So do you reckon he will continue to grow, when do they generally get to full size? 2 years?


----------



## Toby_H (Apr 15, 2005)

"Full Size" is a hard length to work with. They grow rather quickly to about 80~90% their "Full Size" then grow very slowly until they die. So it may take a big strong male 2 years to reach 9"... then slowly grow to 10" over the next 10 years...

But yes, by the time the fish is 2 years old I would expect it to be almost done growing...

If your fish is 14~16 months old (from birth) and is 4.5"... then I would suggest your fish is a "runt" and will not attain full size. I would expect it to get to about 6" and then very slowly put on another .5~1" throughout the rest of it's life.

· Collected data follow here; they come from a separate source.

Issue #346, opened 2018-02-09
I want to answer more questions to obtain a more accurate prediction


arekmano:
*Description*
As a user I want the system to only ask me the most important questions in order to resolve my case.

*Scope of Work*
- [x] Seperate important from non important questions 
- [x] Establish anti-facts
- [x] Integrate with NLP

*Demo requirement*
1. The user answers a set of important questions for a claim category
2. The user is given a prediction
3. The user is asked whether they would like to continue answering questions to get a better prediction
4. If yes, the user can answer 5 more questions at a time. After 5 questions a new prediction will be given.
5. If more additional facts remain, goto step 3, else end the conversation.

*Acceptance Criteria*
- The user is required to answer a set of important questions
- The user is prompted to answer additional questions once given a prediction

naregeff:
It works! 👍 we proposed an alternate workflow where the user can stop the flow of questions anytime after 5 and request a prediction.

PR #348, opened 2018-02-15
[#346] seperated important from non important facts

Samuel-Campbell:
1) Updated README
2) Facts which have the most weight are seperated from those which don't
2.1) Calculate mean of all weights
2.2) Find it's order of magnitude of the mean
2.3) all facts with greater or equal order of magnitude are important
2.4) all facts with lower order of magnitude are not important
2.5) facts with weight of 0 are ignored
3) Anti-facts are also mapped

### DIFF
--- a/src/ml_service/README.md
+++ b/src/ml_service/README.md
@@ -204,16 +204,38 @@ None
             "tenant_is_bothered",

But keep in mind those are only my expectations... and ask my fiance my expectations are rarely met


----------



## Japtastic (Jan 21, 2008)

Ok I have just measured him properly and he is pretty much dead on 5" I guess he is just a smaller JD...

Does this mean any fry he produces will be small as well? I have about 30 of his offspring in another tank.

What is another colourful cichlid that will get a bit bigger, say 12" and that should get on with him? I can always move him if the fish you suggest doesn't work out.

Cheers


----------



## Fishfeind (Jan 16, 2007)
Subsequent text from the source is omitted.